◆ INSTRUCTIONS TO FOLLOW
Would you return all of this data exactly, leaving nothing out?

*** Opening PROVIDED DATA ***

PR #165, opened 2019-09-06
Offline Imagery: All the Rest

scolsen:
This PR includes pretty much all the remaining functionality we need to implement to get an acceptable demo of the offline imagery feature up and running. 

**Please note this PR relies on #163 and #164, once those are in, the set of changes will shrink significantly.**

### DIFF
--- a/gnd/src/main/java/com/google/android/gnd/persistence/local/LocalDataStore.java
+++ b/gnd/src/main/java/com/google/android/gnd/persistence/local/LocalDataStore.java
@@ -114,4 +114,7 @@ public interface LocalDataStore {
 
   /** Returns the tile with the specified id from the local data store, if found. */
   Maybe<Tile> getTile(String tileId);
+
+  /** Deletes the tile with the specified id from the local data store, if found.*/
+  Maybe<Integer> deleteTile(String tileId);
 }
--- a/gnd/src/main/java/com/google/android/gnd/persistence/local/room/RoomLocalDataStore.java
+++ b/gnd/src/main/java/com/google/android/gnd/persistence/local/room/RoomLocalDataStore.java
@@ -225,4 +225,9 @@ public class RoomLocalDataStore implements LocalDataStore {
   public Maybe<Tile> getTile(String tileId) {
     return db.tileDao().findById(tileId).map(TileEntity::toTile);
   }
+
+  @Override
+  public Maybe<Integer> deleteTile(String tileId) {
+    return db.tileDao().findById(tileId).flatMap(tileEntity -> db.tileDao().deleteTile(tileEntity));
+  }
 }
--- a/gnd/src/main/java/com/google/android/gnd/ui/basemapselector/BasemapSelectorFragment.java
+++ b/gnd/src/main/java/com/google/android/gnd/ui/basemapselector/BasemapSelectorFragment.java
@@ -19,6 +19,7 @@ import com.google.android.gnd.ui.map.Extent;
 import com.google.android.gnd.ui.map.ExtentSelector;
 import com.google.android.gnd.ui.map.MapProvider;
 import com.google.android.material.floatingactionbutton.FloatingActionButton;
+import com.google.common.collect.ImmutableSet;
 
 import javax.inject.Inject;
 
@@ -53,7 +54,6 @@ public class BasemapSelectorFragment extends AbstractFragment {
   @BindView(R.id.basemap_controls_layout)
   ViewGroup basemapControls;
 
-
   @Override
   public void onCreate(@Nullable Bundle savedInstanceState) {
     super.onCreate(savedInstanceState);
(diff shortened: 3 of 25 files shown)


scolsen:
Alrighty, after this change, everything should more or less work! (with a rather ugly UI). 

Two things to note, for now:

- Haven't implemented storage space checking yet.
- The current overlays seem to be pretty lossy--there's a lot of black space when rendering them. I think this is due to zoom level support. The storage I'm pulling from only supports up to level 7 (max). We can either: 
1. restrict zoom levels at which the overlays are rendered for a smoother experience. 
2. Pull from a source that has higher zoom levels (do we have 13s available?)

gnd/src/main/java/com/google/android/gnd/persistence/local/LocalDataStore.java
```diff
@@ -114,4 +114,7 @@
 
   /** Returns the tile with the specified id from the local data store, if found. */
   Maybe<Tile> getTile(String tileId);
+
+  /** Deletes the tile with the specified id from the local data store, if found.*/
+  Maybe<Integer> deleteTile(String tileId);
```
scolsen: Remove this. I originally deleted tiles from the DB upon file removal, but it's actually much simpler to just retain them and update their state.

gino-m: Did you mean to add this as a TODO?

gnd/src/main/java/com/google/android/gnd/persistence/local/room/RoomLocalDataStore.java
```diff
@@ -225,4 +225,9 @@ public Completable insertOrUpdateTile(Tile tile) {
   public Maybe<Tile> getTile(String tileId) {
     return db.tileDao().findById(tileId).map(TileEntity::toTile);
   }
+
+  @Override
+  public Maybe<Integer> deleteTile(String tileId) {
+    return db.tileDao().findById(tileId).flatMap(tileEntity -> db.tileDao().deleteTile(tileEntity));
+  }
```
gino-m: Do we care about the number of tiles deleted? If so, why `Maybe`? And if not, we should just return a Completable?

gnd/src/main/java/com/google/android/gnd/ui/basemapselector/BasemapSelectorFragment.java
```diff
@@ -50,6 +66,63 @@ public void onCreate(@Nullable Bundle savedInstanceState) {
...
+        .getTiles()
+        .observe(
+            this,
+            tiles -> {
+              map.updateExtentSelections(
+                  stream(tiles).map(Extent::fromTile).collect(toImmutableSet()));
+            });
+
+    viewModel
+        .getDownloadedExtents()
```
gino-m: Why separate the different extents by state? I'd think the ViewModel would just observe all the extends, and sync the states whenever any of them changes?

gnd/src/main/java/com/google/android/gnd/ui/basemapselector/BasemapSelectorFragment.java
```diff
@@ -50,6 +66,63 @@ public void onCreate(@Nullable Bundle savedInstanceState) {
...
+    viewModel.getExtentsPendingRemoval().observe(this, extents -> {
+      if (extents.isEmpty()) {
+        removeButton.setBackgroundTintList(ColorStateList.valueOf(getResources().getColor(R.color.colorGrey600)));
+      } else {
+        removeButton.setBackgroundTintList(ColorStateList.valueOf(getResources().getColor(R.color.colorAlert)));
+      }
+    });
+
+    downloadButton.setOnClickListener(__ -> viewModel.downloadExtents());
+    removeButton.setOnClickListener(__ -> viewModel.removeExtents());
```
gino-m: I understood we'd have one button "Apply" that would apply any changes, including tiles that were toggled off (remove) and tiles that were toggled on (download). Is that not how it works here?

gnd/src/main/java/com/google/android/gnd/ui/basemapselector/BasemapSelectorViewModel.java
```diff
@@ -12,8 +28,108 @@
...
+  private static final String TAG = BasemapSelectorViewModel.class.getName();
+
+  private final Flowable<ImmutableSet<Tile>> tilesStream;
+  private final LiveData<ImmutableSet<Tile>> tiles;
+  private HashSet<String> extentsPendingDownload = new HashSet<>();
+  private PublishSubject<HashSet<String>> extentsPendingDownloadStream = PublishSubject.create();
+  private HashSet<String> extentsPendingRemoval = new HashSet<>();
+  private PublishSubject<HashSet<String>> extentsPendingRemovalStream = PublishSubject.create();
+  private LiveData<String> downloadedExtents;
+  private PublishSubject<String> downloadedExtentsSubject = PublishSubject.create();
```
gino-m: Same comment here. I would expect the view model to expose all extents as a single stream.

gnd/src/main/java/com/google/android/gnd/ui/basemapselector/BasemapSelectorFragment.java
scolsen: Yep much simpler--haphazard midnight impl when scrambling for time. I've updated this according to your suggestion thanks!

gnd/src/main/java/com/google/android/gnd/ui/basemapselector/BasemapSelectorFragment.java
scolsen: Done!

scolsen: And yes, originally I had two buttons, one for each op.

gnd/src/main/java/com/google/android/gnd/ui/basemapselector/BasemapSelectorViewModel.java
scolsen: Done!

scolsen:
I've updated the approach here, it's a good bit cleaner--though can still use some cleaning up to make it easily grokkable. @gino-m , please take another look when you can!

I need to delete the tile DB deletion method--but let's tackle that later

If you pull and build this you can check out how the whole experience works.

*** Closing PROVIDED DATA ***

◆ COMPLETED EXERCISE
PR #165, opened 2019-09-06
Offline Imagery: All the Rest

scolsen:
This PR includes pretty much all the remaining functionality we need to implement to get an acceptable demo of the offline imagery feature up and running. 

**Please note this PR relies on #163 and #164, once those are in, the set of changes will shrink significantly.**

### DIFF
--- a/gnd/src/main/java/com/google/android/gnd/persistence/local/LocalDataStore.java
+++ b/gnd/src/main/java/com/google/android/gnd/persistence/local/LocalDataStore.java
@@ -114,4 +114,7 @@ public interface LocalDataStore {
 
   /** Returns the tile with the specified id from the local data store, if found. */
   Maybe<Tile> getTile(String tileId);
+
+  /** Deletes the tile with the specified id from the local data store, if found.*/
+  Maybe<Integer> deleteTile(String tileId);
 }
--- a/gnd/src/main/java/com/google/android/gnd/persistence/local/room/RoomLocalDataStore.java
+++ b/gnd/src/main/java/com/google/android/gnd/persistence/local/room/RoomLocalDataStore.java
@@ -225,4 +225,9 @@ public class RoomLocalDataStore implements LocalDataStore {
   public Maybe<Tile> getTile(String tileId) {
     return db.tileDao().findById(tileId).map(TileEntity::toTile);
   }
+
+  @Override
+  public Maybe<Integer> deleteTile(String tileId) {
+    return db.tileDao().findById(tileId).flatMap(tileEntity -> db.tileDao().deleteTile(tileEntity));
+  }
 }
--- a/gnd/src/main/java/com/google/android/gnd/ui/basemapselector/BasemapSelectorFragment.java
+++ b/gnd/src/main/java/com/google/android/gnd/ui/basemapselector/BasemapSelectorFragment.java
@@ -19,6 +19,7 @@ import com.google.android.gnd.ui.map.Extent;
 import com.google.android.gnd.ui.map.ExtentSelector;
 import com.google.android.gnd.ui.map.MapProvider;
 import com.google.android.material.floatingactionbutton.FloatingActionButton;
+import com.google.common.collect.ImmutableSet;
 
 import javax.inject.Inject;
 
@@ -53,7 +54,6 @@ public class BasemapSelectorFragment extends AbstractFragment {
   @BindView(R.id.basemap_controls_layout)
   ViewGroup basemapControls;
 
-
   @Override
   public void onCreate(@Nullable Bundle savedInstanceState) {
     super.onCreate(savedInstanceState);
(diff shortened: 3 of 25 files shown)


scolsen:
Alrighty, after this change, everything should more or less work! (with a rather ugly UI). 

Two things to note, for now:

- Haven't implemented storage space checking yet.
- The current overlays seem to be pretty lossy--there's a lot of black space when rendering them. I think this is due to zoom level support. The storage I'm pulling from only supports up to level 7 (max). We can either: 
1. restrict zoom levels at which the overlays are rendered for a smoother experience. 
2. Pull from a source that has higher zoom levels (do we have 13s available?)

gnd/src/main/java/com/google/android/gnd/persistence/local/LocalDataStore.java
```diff
@@ -114,4 +114,7 @@
 
   /** Returns the tile with the specified id from the local data store, if found. */
   Maybe<Tile> getTile(String tileId);
+
+  /** Deletes the tile with the specified id from the local data store, if found.*/
+  Maybe<Integer> deleteTile(String tileId);
```
scolsen: Remove this. I originally deleted tiles from the DB upon file removal, but it's actually much simpler to just retain them and update their state.

gino-m: Did you mean to add this as a TODO?

gnd/src/main/java/com/google/android/gnd/persistence/local/room/RoomLocalDataStore.java
```diff
@@ -225,4 +225,9 @@ public Completable insertOrUpdateTile(Tile tile) {
   public Maybe<Tile> getTile(String tileId) {
     return db.tileDao().findById(tileId).map(TileEntity::toTile);
   }
+
+  @Override
+  public Maybe<Integer> deleteTile(String tileId) {
+    return db.tileDao().findById(tileId).flatMap(tileEntity -> db.tileDao().deleteTile(tileEntity));
+  }
```
gino-m: Do we care about the number of tiles deleted? If so, why `Maybe`? And if not, we should just return a Completable?

gnd/src/main/java/com/google/android/gnd/ui/basemapselector/BasemapSelectorFragment.java
```diff
@@ -50,6 +66,63 @@ public void onCreate(@Nullable Bundle savedInstanceState) {
...
+        .getTiles()
+        .observe(
+            this,
+            tiles -> {
+              map.updateExtentSelections(
+                  stream(tiles).map(Extent::fromTile).collect(toImmutableSet()));
+            });
+
+    viewModel
+        .getDownloadedExtents()
```
gino-m: Why separate the different extents by state? I'd think the ViewModel would just observe all the extends, and sync the states whenever any of them changes?

gnd/src/main/java/com/google/android/gnd/ui/basemapselector/BasemapSelectorFragment.java
```diff
@@ -50,6 +66,63 @@ public void onCreate(@Nullable Bundle savedInstanceState) {
...
+    viewModel.getExtentsPendingRemoval().observe(this, extents -> {
+      if (extents.isEmpty()) {
+        removeButton.setBackgroundTintList(ColorStateList.valueOf(getResources().getColor(R.color.colorGrey600)));
+      } else {
+        removeButton.setBackgroundTintList(ColorStateList.valueOf(getResources().getColor(R.color.colorAlert)));
+      }
+    });
+
+    downloadButton.setOnClickListener(__ -> viewModel.downloadExtents());
+    removeButton.setOnClickListener(__ -> viewModel.removeExtents());
```
gino-m: I understood we'd have one button "Apply" that would apply any changes, including tiles that were toggled off (remove) and tiles that were toggled on (download). Is that not how it works here?

gnd/src/main/java/com/google/android/gnd/ui/basemapselector/BasemapSelectorViewModel.java
```diff
@@ -12,8 +28,108 @@
...
+  private static final String TAG = BasemapSelectorViewModel.class.getName();
+
+  private final Flowable<ImmutableSet<Tile>> tilesStream;
+  private final LiveData<ImmutableSet<Tile>> tiles;
+  private HashSet<String> extentsPendingDownload = new HashSet<>();
+  private PublishSubject<HashSet<String>> extentsPendingDownloadStream = PublishSubject.create();
+  private HashSet<String> extentsPendingRemoval = new HashSet<>();
+  private PublishSubject<HashSet<String>> extentsPendingRemovalStream = PublishSubject.create();
+  private LiveData<String> downloadedExtents;
+  private PublishSubject<String> downloadedExtentsSubject = PublishSubject.create();
```
gino-m: Same comment here. I would expect the view model to expose all extents as a single stream.

gnd/src/main/java/com/google/android/gnd/ui/basemapselector/BasemapSelectorFragment.java
scolsen: Yep much simpler--haphazard midnight impl when scrambling for time. I've updated this according to your suggestion thanks!

gnd/src/main/java/com/google/android/gnd/ui/basemapselector/BasemapSelectorFragment.java
scolsen: Done!

scolsen: And yes, originally I had two buttons, one for each op.

gnd/src/main/java/com/google/android/gnd/ui/basemapselector/BasemapSelectorViewModel.java
scolsen: Done!

scolsen:
I've updated the approach here, it's a good bit cleaner--though can still use some cleaning up to make it easily grokkable. @gino-m , please take another look when you can!

I need to delete the tile DB deletion method--but let's tackle that later

If you pull and build this you can check out how the whole experience works.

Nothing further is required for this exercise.